Only the total should be returned: the number of lines in the data that hold the string "performance".
--------------------
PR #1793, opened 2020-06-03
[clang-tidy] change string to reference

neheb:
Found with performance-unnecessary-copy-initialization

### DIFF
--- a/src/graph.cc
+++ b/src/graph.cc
--------------------
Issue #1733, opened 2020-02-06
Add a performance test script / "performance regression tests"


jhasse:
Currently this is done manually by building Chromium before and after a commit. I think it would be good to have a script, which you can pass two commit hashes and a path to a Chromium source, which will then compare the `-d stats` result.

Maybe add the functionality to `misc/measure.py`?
--------------------
- [Exercise answer]: 2